> _Activity_
Could you return each line below without altering a word?

Segment Start: Material supplied

PR #17, opened 2021-01-18
Minor fixes

dalum:
Hi there!  Nice work on this package!  I've had to adapt your code for a related project, and think I found two typos in the SAFT-gamma Mie implementation, as well as in the constants.  Not sure if you want to change them, if you're benchmarking against some other code with incorrect definitions as well, but wanted to give you a heads-up. :blush: There's a typo in `N_A`, and `k_B` was set to `1.380649e-23` by definition in 2019.

### DIFF
--- a/src/constants.jl
+++ b/src/constants.jl
@@ -1,5 +1,5 @@
-const N_A = 6.02214086e23 # mol-1
-const k_B = 1.38064852e-23 # m2 kg s-2 K-1
+const N_A = 6.02214076e23 # mol-1
+const k_B = 1.380649e-23 # m2 kg s-2 K-1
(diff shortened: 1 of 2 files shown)


pw0908:
Hi! Thanks a lot for this! We had been benchmarking primarily to pure-component figures from the original papers so it was unlikely we would have spotted either of these issues.

pw0908:
Out of curiosity, what are you using the code for?

dalum:
I work for a company called Hafnium Labs.  We're developing a larger system for thermodynamic property predictions, and I've been integrating it into that. :relaxed:

pw0908:
That's amazing to hear! Please let us know how it goes and if you need any assistance!

PR #41, opened 2021-08-29
minor typo in the PT_flash function for the bubble point case

rameshputalapattu:
Hi @pw0908 
    Thank you for implementing PT_flash functionality. I was eagerly waiting for it.
    Looks like there was a minor typo which was causing the PT_flash function fail when encountering bubble point condition.
    Please see if this pull request is OK and would fix it.
Thanks and Regards
Ramesh Putalapattu


longemen3000:
Thanks!, it is really a work in progress at the moment, more updates will come in the following days, but I will merge anyway

PR #56, opened 2021-12-02
Add tp_flash & example notebook

denbigh:
This pull request contains a new file, src/methods/property_solvers/tp_flash/DifferentialEvolutiontp_flash.jl, in which a new function, tp_flash, is defined and exported. tp_flash solves the non-reactive flash problem via differential evolution.

I have also included an example notebook, examples/PTFlashDifferentialEvolution.ipynb, to demonstrate use of this function.

I am new to package development in julia, so I apologize if changes need to be made.

Feel free to free to use and modify this code in any way.

### DIFF
--- a/Project.toml
+++ b/Project.toml
@@ -4,13 +4,13 @@ authors = ["Hon Wa Yew <yewhonwa@gmail.com>", "Pierre Walker <pwalker@mit.edu>",
 version = "0.2.9"
 
 [deps]
-BlackBoxOptim = "a134a8b2-14d6-55f6-9291-3336d3ab0209"
 CSV = "336ed68f-0bac-5ca0-87d4-7b16caf5d00b"
 DiffResults = "163ba53b-c6d8-5494-b064-1a9d43ac40c5"
 FillArrays = "1a297f60-69ca-5386-bcde-b61e274b549b"
 ForwardDiff = "f6369f11-7733-5829-9624-2563aa707210"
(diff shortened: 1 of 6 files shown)


pw0908:
Thinking in terms of tests, what would say is the minimum required to ensure all aspects of your code works?

Would just testing for two-phase equilibrium be sufficient? Or should we test three-phase as well?

denbigh:
I think a two-phase test would be sufficient. There are a number of examples (with 2 and 3 species) in the example notebook. A three-phase simulation should work as well, but I believe you'd need >4 species to see a 3-phase region of phase space at fixed p and T.

pw0908:
There's a compatibility issue between BlackBoxOptim.jl and FillArrays.jl which we're trying to resolve. Really, we're just waiting for the BlackBoxOptim.jl folks to update their package...

pw0908:
I've now switched the optimiser package to Metaheuristic such that we don't have a compatibility issue. I've also added a simple test. Do you think that's sufficient?

longemen3000:
If the test passes, merge it, we can iterate over it later

pw0908:
Do you want to re-organise anything?

longemen3000:
Oh, yes, but if the functionality is working, the code reorganization can be done later

pw0908:
Alright, after 3 runs, I still can't get all tests to pass but I think Andrés' other update should be able to handle it.

denbigh:
Wonderful, thanks for making this process so smooth! I can see you have made my crude code more 'Julian' - I look forward to testing this to see if there are some performance improvements!

PR #72, opened 2022-03-19
Add chemical stability check

lucpaoli:
Added a chemical stability check. This returns a boolean distance based off of the unconstrained minimization of tangent plane distance function, TDP(w). If this is non-negative for any trial phase composition w, i.e. min(TDP) >= 0, then the chemical stability function returns true.

Issues:
This currently adds a new dependency of Optim.jl, which is likely unnecessary considering BlackBoxOptim is already present, as well as not constraining results to mole fractions in (0,1).
On top of this, I am suspect of the reliability of this and need to add both test cases, as well as validate the tangent plane distance function against a more traditional fugacity coefficient based form.

### DIFF
--- a/src/Clapeyron.jl
+++ b/src/Clapeyron.jl
@@ -12,8 +12,6 @@ using FillArrays: FillArrays
 using Roots: Roots
 using NLSolvers
 import BlackBoxOptim
-# For minimizing tangent plane distance function
-using Optim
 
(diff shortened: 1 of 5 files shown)


longemen3000:
@pw0908 is it okay to merge this and fix later? i can replace the Optim dependency with a NLSolvers solver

Segment End: Material supplied

> _Exercise output_
PR #17, opened 2021-01-18
Minor fixes

dalum:
Hi there!  Nice work on this package!  I've had to adapt your code for a related project, and think I found two typos in the SAFT-gamma Mie implementation, as well as in the constants.  Not sure if you want to change them, if you're benchmarking against some other code with incorrect definitions as well, but wanted to give you a heads-up. :blush: There's a typo in `N_A`, and `k_B` was set to `1.380649e-23` by definition in 2019.

### DIFF
--- a/src/constants.jl
+++ b/src/constants.jl
@@ -1,5 +1,5 @@
-const N_A = 6.02214086e23 # mol-1
-const k_B = 1.38064852e-23 # m2 kg s-2 K-1
+const N_A = 6.02214076e23 # mol-1
+const k_B = 1.380649e-23 # m2 kg s-2 K-1
(diff shortened: 1 of 2 files shown)


pw0908:
Hi! Thanks a lot for this! We had been benchmarking primarily to pure-component figures from the original papers so it was unlikely we would have spotted either of these issues.

pw0908:
Out of curiosity, what are you using the code for?

dalum:
I work for a company called Hafnium Labs.  We're developing a larger system for thermodynamic property predictions, and I've been integrating it into that. :relaxed:

pw0908:
That's amazing to hear! Please let us know how it goes and if you need any assistance!

PR #41, opened 2021-08-29
minor typo in the PT_flash function for the bubble point case

rameshputalapattu:
Hi @pw0908 
    Thank you for implementing PT_flash functionality. I was eagerly waiting for it.
    Looks like there was a minor typo which was causing the PT_flash function fail when encountering bubble point condition.
    Please see if this pull request is OK and would fix it.
Thanks and Regards
Ramesh Putalapattu


longemen3000:
Thanks!, it is really a work in progress at the moment, more updates will come in the following days, but I will merge anyway

PR #56, opened 2021-12-02
Add tp_flash & example notebook

denbigh:
This pull request contains a new file, src/methods/property_solvers/tp_flash/DifferentialEvolutiontp_flash.jl, in which a new function, tp_flash, is defined and exported. tp_flash solves the non-reactive flash problem via differential evolution.

I have also included an example notebook, examples/PTFlashDifferentialEvolution.ipynb, to demonstrate use of this function.

I am new to package development in julia, so I apologize if changes need to be made.

Feel free to free to use and modify this code in any way.

### DIFF
--- a/Project.toml
+++ b/Project.toml
@@ -4,13 +4,13 @@ authors = ["Hon Wa Yew <yewhonwa@gmail.com>", "Pierre Walker <pwalker@mit.edu>",
 version = "0.2.9"
 
 [deps]
-BlackBoxOptim = "a134a8b2-14d6-55f6-9291-3336d3ab0209"
 CSV = "336ed68f-0bac-5ca0-87d4-7b16caf5d00b"
 DiffResults = "163ba53b-c6d8-5494-b064-1a9d43ac40c5"
 FillArrays = "1a297f60-69ca-5386-bcde-b61e274b549b"
 ForwardDiff = "f6369f11-7733-5829-9624-2563aa707210"
(diff shortened: 1 of 6 files shown)


pw0908:
Thinking in terms of tests, what would say is the minimum required to ensure all aspects of your code works?

Would just testing for two-phase equilibrium be sufficient? Or should we test three-phase as well?

denbigh:
I think a two-phase test would be sufficient. There are a number of examples (with 2 and 3 species) in the example notebook. A three-phase simulation should work as well, but I believe you'd need >4 species to see a 3-phase region of phase space at fixed p and T.

pw0908:
There's a compatibility issue between BlackBoxOptim.jl and FillArrays.jl which we're trying to resolve. Really, we're just waiting for the BlackBoxOptim.jl folks to update their package...

pw0908:
I've now switched the optimiser package to Metaheuristic such that we don't have a compatibility issue. I've also added a simple test. Do you think that's sufficient?

longemen3000:
If the test passes, merge it, we can iterate over it later

pw0908:
Do you want to re-organise anything?

longemen3000:
Oh, yes, but if the functionality is working, the code reorganization can be done later

pw0908:
Alright, after 3 runs, I still can't get all tests to pass but I think Andrés' other update should be able to handle it.

denbigh:
Wonderful, thanks for making this process so smooth! I can see you have made my crude code more 'Julian' - I look forward to testing this to see if there are some performance improvements!

PR #72, opened 2022-03-19
Add chemical stability check

lucpaoli:
Added a chemical stability check. This returns a boolean distance based off of the unconstrained minimization of tangent plane distance function, TDP(w). If this is non-negative for any trial phase composition w, i.e. min(TDP) >= 0, then the chemical stability function returns true.

Issues:
This currently adds a new dependency of Optim.jl, which is likely unnecessary considering BlackBoxOptim is already present, as well as not constraining results to mole fractions in (0,1).
On top of this, I am suspect of the reliability of this and need to add both test cases, as well as validate the tangent plane distance function against a more traditional fugacity coefficient based form.

### DIFF
--- a/src/Clapeyron.jl
+++ b/src/Clapeyron.jl
@@ -12,8 +12,6 @@ using FillArrays: FillArrays
 using Roots: Roots
 using NLSolvers
 import BlackBoxOptim
-# For minimizing tangent plane distance function
-using Optim
 
(diff shortened: 1 of 5 files shown)


longemen3000:
@pw0908 is it okay to merge this and fix later? i can replace the Optim dependency with a NLSolvers solver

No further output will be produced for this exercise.